In November 2001, the footballing world was in shock when Wales manager Gary Speed was found to have committed suicide. Following a very successful playing career, and what appeared to be a dream job managing his national team, many could not fathom how someone who had everything on the surface, could take his own life. Unfortunately that is the nature of depression. Even close friends and family were unaware of Gary Speed’s demons – most suffering with the illness battle not only their condition, but the stigma that goes along with it.
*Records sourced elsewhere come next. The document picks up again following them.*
PR #145, opened 2025-09-24
[SECRES-3536] Make dry-run exit code reflect findings status

### LINKED ISSUE #139: CI usage of scfw run --dry-run pip install
Great tool!

We're aiming to use `scfw run --dry-run pip install -r requirements.txt` to verify a pip requirements file in a CI pipeline, without actually installing.
We'd like to have it return a non-zero exit code if any malware or vulnerability is found.

Is there any way to achieve this without postprocessing the scfw output? I've already tried `--block-on-warning` and `--error-on-block` but neither seems to achieve my use case (exit code is 0 even if vulnerabilities are found)

Thanks in advance for any guidance!

ikretz:
This PR makes it so SCFW's exit code when the `--dry-run` option is given reflects whether or not there were findings of any severity, with 0 indicating no findings.  Previously, the exit code for dry-runs was always 0.

This PR also fixes a bug with respect to `--dry-run` and `CRITICAL` findings: if `--dry-run` is given, SCFW no longer sends a `BLOCK` log, as it was previously doing.  The new behavior is correct because dry-runs are not `BLOCK` actions.

In order to achieve these two goals, the PR refactors `run_firewall()` slightly so that it no longer uses a separate boolean variable to track whether it warned the user.

Closes #139

### DIFF
--- a/scfw/firewall.py
+++ b/scfw/firewall.py
@@ -44,8 +44,10 @@ def run_firewall(args: Namespace) -> int:
             _log.info(f"Using package verifiers: [{', '.join(verifiers.names())}]")
 
             reports = verifiers.verify_packages(targets)
+            critical_report = reports.get(FindingSeverity.CRITICAL)
+            warning_report = reports.get(FindingSeverity.WARNING)
 
-            if (critical_report := reports.get(FindingSeverity.CRITICAL)) and not args.dry_run:
+            if not args.dry_run and critical_report:
                 loggers.log_firewall_action(
                     package_manager.ecosystem(),
                     package_manager.name(),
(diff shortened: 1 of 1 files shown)


sobregosodd:
> Previously, we were only printing CRITICAL findings or WARNING findings, not both
@ikretz  don't we have a log level to rely on instead of hardcoding this decision?

ikretz:
> > Previously, we were only printing CRITICAL findings or WARNING findings, not both
> 
> @ikretz don't we have a log level to rely on instead of hardcoding this decision?

We have configurable log levels for the local logging output (`DEBUG`, `INFO`, etc.) and for what gets sent to Datadog (via `SCFW_DD_LOG_LEVEL`).  For the dry-run output, we were supposed to just be printing everything we found, so this part is actually a bug fix.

There is an improving knowledge and acceptance of depression as a legitimate illness, however many still cannot relate to the condition and are unable to differentiate being seriously depressed with having a few off days. Here, we look at the different symptoms of depression and how it can affect individuals:
Continuous Low Mood
This is the obvious starting point. The most commonly associated symptom of being depressed is having a low mood, lack of interest in things and a lack of energy. When trying to identify if someone is depressed, this change in behaviour should be noted when there are not any obvious valid explanations, i.e. a death in the family, loss of a job, bad exam results etc.
Feeling Guilt Ridden & Anxious
People feeling depressed often show signs of anxiety and guilt and might seem on edge for no apparent reason. This is to do with the chemical imbalance in the brain. Other signs are irritability and a low tolerance levels for others.
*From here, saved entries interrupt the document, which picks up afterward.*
PR #147, opened 2025-09-25
Require stricter opt-in for Datadog API logging

ikretz:
This PR makes it so users must opt-in to Datadog API logging by setting a new, SCFW-specific environment variable, `SCFW_DD_API_LOGGER_ENABLED`.

Previously, the mere presence of `DD_API_KEY` in the environment was taken as this opt-in "signal."  This turns out to be a bad signal in practice: API keys for non-US1 orgs need additional configuration (e.g., `DD_SITE`), causing errors if not present.  In such cases, SCFW was failing at the logging step for allowed commands and thus never running the package manager command, denying service to these users.

This PR also makes it so SCFW no longer handles Datadog API keys, either directly or indirectly:
* During configuration, the tool no longer prompts for or accepts Datadog API keys 
* During logger initialization, the tool no longer checks for `DD_API_KEY` in the environment

This choice was made because SCFW would have trouble anticipating all of the particulars of configuring the environment for API key use, making the utility of the `configure` subcommand dubious for this use-case.  Users who wish to opt into Datadog API logging are better able to manage this configuration for themselves.


ikretz:
Superseded by [45bd998](https://github.com/DataDog/supply-chain-firewall/commit/45bd998c9fd28bbf9c732dbb41b56344ae09bda7)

At the worst stage, some people cannot see a way out and feel suicidal. The mental and physical symptoms of depression make them feel like nothing will improve and suicide is the only way to escape the torture of their current situation. As stated with Gary Speed, the stigma that has been attached to depression has stopped some people speaking out about their issues and then it is unfortunately too late.
In addition to mental symptoms, depression can manifest itself and affect physical functions:
Change In Sleep
Depression often causes individuals sleep patterns to change. This may be that they struggle to get to sleep and keep waking up, or that they sleep more. Often it can be a combination of the two – failing to sleep at night and then not wanting to get out of bed in the morning.
Changes In Appetite
Mostly appetite is reduced during depression, but on occasions it can increase. Noticing a change in eating habits can be a good indicator of whether someone is potentially depressed.
Depression has the effect of making its sufferers feel lethargic, slow and tired on a regular basis. It is a vicious cycle as the method to improve energy and endorphins in the body is to exercise, however when people have depression, both physically and mentally this can be a difficult idea to entertain.
Perception of depression is slowly changing, but not fast enough. If there was no stigma or judgement of those with the illness, then undoubtedly numerous lives could be saved on a yearly basis as people will seek psychological support for depression and be more open about their issues as opposed to feeling there is no way out.